Wind turbine with low induction tips

Abstract

A wind turbine having a rotor blade geometric design which reduces blade loads in particular, blade root bending moments, tilt moments and yaw moments.

Claims

1. A wind turbine of the fast runner type comprising: a rotor having a diameter larger than 80 meters (m) wherein the ratio of the solidity at radial position 0.5 radius (R) to the solidity at radial position 0.7R is larger than 1.5.

2. The wind turbine according to claim 1 wherein the ratio of solidity at radial position 0.5R to the solidity at radial position 0.7R is larger than 1.6.

3. The wind turbine according to claim 1 wherein the ratio of solidity at radial position 0.5R to the solidity at radial position 0.7R is larger than 1.7.

4. The wind turbine according to claim 1 wherein the ratio of solidity at radial position 0.7R to the solidity at radial position 0.9R is larger than 1.65.

5. The wind turbine according to claim 1 wherein the ratio of solidity at radial position 0.7R to the solidity at radial position 0.9R is larger than 1.8.

6. The wind turbine according to claim 1 wherein the ratio of solidity at radial position 0.5R to the solidity at radial position 0.9R is larger than 2.5.

7. The wind turbine according to claim 1 wherein the ratio of solidity at radial position 0.7R to the solidity at radial position 0.9R is larger than 3.0.

8. The wind turbine according to claim 1 wherein the rotor further comprises at least one blade having vortex generators.

9. The wind turbine according to claim 8 wherein the vortex generators are located at a radial position larger than 0.5R.

10. The wind turbine of claim 8 wherein the vortex generators are located at a radial position larger than 0.7R.
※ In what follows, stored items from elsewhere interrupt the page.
PR #669, opened 2016-03-03
Fix insertAll logic when heap is empty

Kolo9:
Fixed logic for insertAll into empty heap, added insertAll test cases, fixed parameter order of assertEquals calls in heap tests

### DIFF
--- a/closure/goog/structs/heap_test.js
+++ b/closure/goog/structs/heap_test.js
@@ -19,67 +19,67 @@ goog.require('goog.structs');
 goog.require('goog.structs.Heap');
 goog.require('goog.testing.jsunit');
 
-function getHeap() {
-  var h = new goog.structs.Heap();
-  h.insert(0, 'a');
-  h.insert(1, 'b');
-  h.insert(2, 'c');
-  h.insert(3, 'd');
-  return h;
-}
 
-
-function getHeap2() {
+/**
+ * Constructs a heap from key-value pairs passed as arguments
+ * @param {...!Array} List of length 2 arrays [key, value] as arguments
+ * @returns {goog.structs.Heap} Heap constructed from passed in key-value pairs
+ */
+function makeHeap() {
   var h = new goog.structs.Heap();
-  h.insert(1, 'b');
-  h.insert(3, 'd');
-  h.insert(0, 'a');
-  h.insert(2, 'c');
+  var key, value;
+
+  for (var i = 0; i < arguments.length; i++) {
+    key = arguments[i][0];
+    value = arguments[i][1];
+    h.insert(key, value);
+  }
+
   return h;
 }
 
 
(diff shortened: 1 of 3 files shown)


closure/goog/structs/heap_test.js
```diff
@@ -205,11 +205,39 @@ function testInsertPeek2() {
...
-  assertEquals('peak, Should be "a"', h.peek(), 'a');
+  assertEquals('peek, Should be "a"', 'a', h.peek());
   h.insert(2, 'c');
-  assertEquals('peak, Should be "a"', h.peek(), 'a');
+  assertEquals('peek, Should be "a"', 'a', h.peek());
+}
+
+function testInsertAllPeek1() {
+  var h1 = new goog.structs.Heap();
+  var h2 = getHeap();
```
shicks: This test is difficult to read and understand because test logic that is important to the correctness of its assertions is external to the actual method.  This is not your fault - getHeap was here when you started - but I would be a lot happier about it if we had, say, a makeHeap method that took pairs and inserted them in the right order:

  var h1 = makeHeap();
  var h2 = makeHeap([0, 'a'], [2, 'c'], [1, 'b']);

This would make it completely obvious from just the method (and the "obvious" implementation of makeHeap) that the test was correct.  Would you mind pulling this method out as well?

Kolo9: Absolutely! I wasn't fond of it, either, but figured I'd stay consistent with the rest of the cases. I'll change the tests up as you mentioned to make them more readable.

closure/goog/structs/heap_test.js
```diff
@@ -130,86 +126,114 @@ function testIsEmpty() {
...
   h.insert(2, 'c');
-  assertEquals('peak, Should be "a"', h.peek(), 'a');
+  assertEquals('peek, Should be "a"', 'a', h.peek());
+}
+
+function testInsertAllPeek1() {
+  var h1 = makeHeap();
+  var h2 = makeHeap([0, 'a'], [1, 'b'], [2, 'c'], [3, 'd']);
+
+  h1.insert(1, 'e');
```
shicks: h1 = makeHeap(1, 'e');

closure/goog/structs/heap_test.js
```diff
@@ -19,67 +19,63 @@ goog.require('goog.structs');
 goog.require('goog.structs.Heap');
 goog.require('goog.testing.jsunit');
 
-function getHeap() {
+
+//Takes list of length 2 arrays [key, value] as arguments
```
shicks: Our style guide requires a space after the //

shicks:
Thanks for the contribution - in order for us to merge it, could you please squash these commits and rebase it on top of our master branch and then `git push -f` to rewrite your history (rather than merging).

11. The wind turbine according to claim 8 wherein the blade has an airfoil at a radial position larger than 0.8R having a maximum lift coefficient of more than 1.6 when tested under 2-dimensional conditions and at a Reynolds number of 1.5 million and with the at least one vortex generator present.
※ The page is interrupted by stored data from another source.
PR #671, opened 2016-03-04
Fix a few lint warnings.

Dominator008:


closure/goog/testing/performancetimer.js
```diff
@@ -194,6 +194,7 @@ goog.testing.PerformanceTimer.prototype.runTask = function(task) {
  * Finishes the run of a task by creating a result object from samples, in the
  * format described in {@code run}.
  * @see goog.testing.PerformanceTimer#run
+ * @param {Array<number>} samples The samples to analyze.
```
shicks: We should add a lint warning about implicit nullability...

Dominator008: @shicks That's part of analyzerChecks which is off for Closure Library now: https://github.com/google/closure-compiler/blob/master/src/com/google/javascript/jscomp/DiagnosticGroups.java#L507.

closure/goog/testing/propertyreplacer.js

12. The wind turbine according to claim 1 wherein the rotor further comprising a blade with an airfoil at a radial position larger than 0.8R having a maximum lift coefficient of more than 1.4 when tested under 2-dimensional conditions and at a Reynolds number of 1.5 million and with vortex generators removed if present.

13. A wind turbine of the fast runner type comprising: a rotor having a diameter larger than 80 meters (m), and a blade with an airfoil at a radial position larger than 0.8 radius (R), the airfoil having a maximum lift coefficient of more than 1.4 when tested under 2-dimensional conditions and at a Reynolds number of 1.5 million and with vortex generators removed if present, wherein the ratio of the solidity at radial position 0.5R to the solidity at radial position 0.7R is larger than 1.5.

Description

(1) The figures below show preferred embodiments of the invention.

(2) FIG. 1 wind turbine;

(3) FIG. 2 wind turbine blade;

(4) FIG. 3 induction distribution.

(5) FIG. 1 shows a wind turbine 1 with a tower 2, a nacelle 3, a hub 4 and a blade 6 with blade root 5. The radius of the turbine is R. The distribution of the chord versus radial position is according to the invention. FIG. 2 shows the suction side of a blade 6 with blade root 5. The blade has local chords 10, 11, 12 and 13 at respectively 0.3R, 0.5R, 0.7R and 0.9R (0.1R is not made explicit in the figure). The blade has lift enhancing means in the form of vortex generators 14 which are shown on a larger scale and by smaller numbers for reasons of clarity. In the figure the chord 10 divided by the chord 11 equals sol(0.3R/0.5R) and is 1.5. FIG. 3 shows an example of the axial induction versus radial position for a rotor according to the invention at rated wind speed of 11 m/s (curve “invent a rated”) and at 8 m/s wind (curve invent a 8 m/s). It can be seen that at rated the outer part of the rotor is rather far from a=⅓, while the inner part is still close to a=⅓. The relations for a state of the art design are shown by the curves “a rated” and “a 8 m/s”. In this rated case the induction at the outer part of the rotor is much closer to a=⅓. Therefore, the state of the art rotor will have a higher power coefficient C.sub.p but experience higher loads. The rotor according to the invention can be made larger so that it captures even more energy at less loads. The precise induction values at the y-axis are not relevant and can be higher or lower. Relevant are the respective trends in the curves, which illustrate the principles behind the invention.

(6) It will be obvious for the expert in the art that the figure and the description are just examples of the invention and that many variations are possible which are covered by the enclosed claims.